• **WORK INSTRUCTIONS**:
Up to and including the final line, please copy every line exactly, starting from the one that contains "mbolt35: Go loop" in the material below.
*** SOURCE DATA Section Begins ***
PR #2469, opened 2024-01-25
Fix 'go vet' warning "loop variable r captured by func literal"

mattray:
```
go vet ./...
pkg/cloud/aws/provider.go:1631:110: loop variable r captured by func literal 
pkg/cloud/aws/provider.go:1745:106: loop variable r captured by func literal
```

## What does this PR change?
* code quality

* no

* no

* no

## How was this PR tested?
* "go vet"

* no

* planning on adding "go vet" to test suite

### DIFF
--- a/pkg/cloud/aws/provider.go
+++ b/pkg/cloud/aws/provider.go
@@ -1615,9 +1615,10 @@ func (aws *AWS) getAllAddresses() ([]*ec2Types.Address, error) {
 
 	// Get volumes from each AWS region
 	for _, r := range regions {
+		region := r // make a copy of r to avoid capturing loop variable
 		// Fetch IP address response and send results and errors to their
 		// respective channels
-		go func(region string) {
+		go func() {
 			defer wg.Done()
 			defer errs.HandlePanic()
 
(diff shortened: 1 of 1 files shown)


pkg/cloud/aws/provider.go
```diff
@@ -1615,9 +1615,10 @@ func (aws *AWS) getAllAddresses() ([]*ec2Types.Address, error) {
 
 	// Get volumes from each AWS region
 	for _, r := range regions {
+		region := r // make a copy of r to avoid capturing loop variable
```
michaelmdresser, line 1618: I prefer doing `r := r` to avoid having two vars that may or may not point to the same thing, but that doesn't block this change. Good find

michaelmdresser (approved):

pkg/cloud/aws/provider.go
mbolt35: Go loop captures strike again! It stinks they're about to rollout a fix for this gotcha in 1.22 I think.

mbolt35 (approved):
Looks good to me!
*** SOURCE DATA Section Ends ***
• **TASK RESULT**:
mbolt35: Go loop captures strike again! It stinks they're about to rollout a fix for this gotcha in 1.22 I think.

mbolt35 (approved):
Looks good to me!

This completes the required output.